Par rapport à la voie ouverte par le Président Macron, son adversaire en finale, Marine Le Pen, s’est trouvée sensiblement un ton en dessous. Pour le Front National, la principale action qui s’inscrit dans une logique de marketing a consisté à remplacer le fondateur par une de ses enfants. Il est en effet douteux qu’un désaccord majeur oppose les deux Le Pen. En revanche, là où le père se montrait provocateur, jouant à se faire détester en particulier à travers ses formules scandaleuses, la fille s’est efforcée de rendre les positions du parti plus acceptables, de gommer les aspérités… sauf durant le débat. Il était difficile d’arriver à mieux : quand le défi est d’attirer les mécontents de tous les bords, il n’existe pas de panacée en termes de communication, à part mettre la balle dans le camp de la concurrence en évitant de s’expliquer précisément sur son propre programme. Concernant Internet et les réseaux sociaux, s’il est impossible de retracer l’origine des rumeurs et « fake news », des études indiquent que les cercles d’extrême-droite en ont été des relais énergiques. Au final, rien de bien fameux.

Le cas de Jean-Luc Mélenchon est beaucoup plus piquant. Son parcours personnel témoigne d’un intérêt constant pour les innovations technologiques. Son « 3615 code Tonton », service Minitel au service de François Mitterrand, a marqué les esprits. Sa chaîne Youtube, avec plus de 350 000 abonnés, aussi bien que son hologramme peuvent être certes perçus davantage comme un outil permettant au chef de se trouver en contact avec les masses, cela dans des formats qui lui conviennent mieux – ses interventions sont restées tout de même plus courtes que les discours de Fidel Castro. Néanmoins, le marketing politique a conduit Jean-Luc Mélenchon à modifier son image auprès du public. Il n’était plus question d’incarner le bruit et la fureur qui, à l’évidence, suscitaient une forte réticence auprès de nombre d’électeurs. Le candidat s’est mué en gentil pédagogue, admirable d’éloquence. Son « Allez, viennent les jours heureux et le goût du bonheur » tendrait à faire passer « Le temps des cerises » pour une simple escapade bucolique. L’idée était d’avancer masqué. Sa mauvaise réception des résultats a confirmé que, sur le fond, l’homme n’avait pas varié d’un iota.

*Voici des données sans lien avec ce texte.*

PR #1040, opened 2026-07-28
fix(arrow/scalar): support same-width time casts

fallintoplace:
## What changed

Extract temporal scalar values according to the source width before converting them to a destination `Time32` or `Time64` unit.

## Why

The previous implementation chose the source value assertion from the destination type. Same-width conversions therefore asserted `Time32` values as `Time64`, or vice versa, and panicked.

The regression matrix covers Time32-to-Time32, Time32-to-Time64, Time64-to-Time32, and Time64-to-Time64 conversions.

## Validation

`go test ./arrow/scalar`

### DIFF
--- a/arrow/scalar/scalar_test.go
+++ b/arrow/scalar/scalar_test.go
@@ -366,6 +366,48 @@ func TestTimeScalarsMakeScalar(t *testing.T) {
 	assert.Equal(t, "10:10:10.123456789", scalar.NewTime64Scalar(arrow.Time64(tententen), typ4).String())
 }
 
+func TestTimeScalarUnitConversions(t *testing.T) {
+	tests := []struct {
+		name string
+		from scalar.TimeScalar
+		to   arrow.DataType
+		want scalar.Scalar
+	}{
+		{
+			name: "time32 to time32",
+			from: scalar.NewTime32Scalar(2, arrow.FixedWidthTypes.Time32s),
+			to:   arrow.FixedWidthTypes.Time32ms,
+			want: scalar.NewTime32Scalar(2000, arrow.FixedWidthTypes.Time32ms),
+		},
+		{
+			name: "time32 to time64",
+			from: scalar.NewTime32Scalar(2, arrow.FixedWidthTypes.Time32s),
+			to:   arrow.FixedWidthTypes.Time64us,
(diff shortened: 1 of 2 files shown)


zeroshade (approved):
Real panic, correct fix. LGTM.

`temporal.go:157-163` on main asserted the *source* value against the *destination* type — `*arrow.Time32Type` case did `s.value().(arrow.Time64)` and vice versa. So the same-width casts panicked while the cross-width ones worked:
```
time32s->time32ms   PANIC: interface {} is arrow.Time32, not arrow.Time64
time64us->time64ns  PANIC: interface {} is arrow.Time64, not arrow.Time32
time32s->time64us   OK
time64us->time32ms  OK
```
Extracting `value int64` from the source dynamic type first is the right fix. Factors verified against the table at `arrow/datatype_fixedwidth.go:794-821`, with results confirmed by execution: `Time32[s] 2 -> [ms]` = 2000, `Time32[s] 2 -> Time64[us]` = 2000000, `Time64[us] 2000000 -> Time32[ms]` = 2000, `Time64[us] 2 -> [ns]` = 2000, and truncating narrowing (`Time32[ms] 1500 -> [s]` = 1, `Time64[ns] -1500 -> [us]` = -1). The two directions that already worked produce byte-identical results before and after.

On overflow: `Time32[s]=MaxInt32 -> [ms]` silently wraps, but that is unreachable for legal Arrow time-of-day (max `time32[ms]` is 86399999), and I confirmed the already-working direction has the same unchecked semantics on baseline. So this extends existing behavior rather than introducing a new class of problem.

**One thing worth fixing while you are here.** The inner `switch s := s.(type)` has no `default` arm. `*Timestamp` actually satisfies `TimeScalar`, and it is only saved by case ordering — `case *Timestamp:` (`:146`) precedes `case TimeScalar:` (`:157`). If those are ever reordered, or a new time-like scalar type is added, `value` silently stays 0 and you get **wrong data instead of a panic**. A `default: return nil, fmt.Errorf(...)` would make that impossible.

Minor test nits: `assert.True(t, scalar.Equals(...))` produces an unhelpful failure message, and the narrowing direction (ms->s, ns->us) that this also newly enables is not covered. `scalar.Equals` does compare `arrow.TypeEqual`, so the destination type is genuinely asserted — good.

Au final, si l’on se souvient que le gagnant est souvent imité, Emmanuel Macron a peut-être semé les germes d’une nouvelle vision de la politique, plus entrepreneuriale. Les pisse-vinaigre jugeront peut-être l’évolution déplorable. Il n’est pas certain que les philosophes de la Grèce antique leur auraient donné complètement tort. Un citoyen se déplacerait-il pour voter s’il agissait d’élire le responsable marketing de son entreprise ou son directeur général ? Ce possible tournant suggère en réalité deux interprétations. A travers le dévoiement de la vie politique, l’une débouche effectivement sur un profond pessimisme. Mais l’autre n’est-elle pas annonciatrice de surlendemains qui chantent ? Et si, justement, la convergence entre économie et politique s’opérait au profit de la première ? Et si, en entreprise, les salariés étaient amenés à élire leurs dirigeants, comme dans les SCOP ?

Conseil de lecture :

René Goscinny et Albert Uderzo, La zizanie, Paris, Hachette,2005.

Alexandre Hiam et Benoît Heilbrunn, Le marketing pour les nuls, Paris, First, 2016.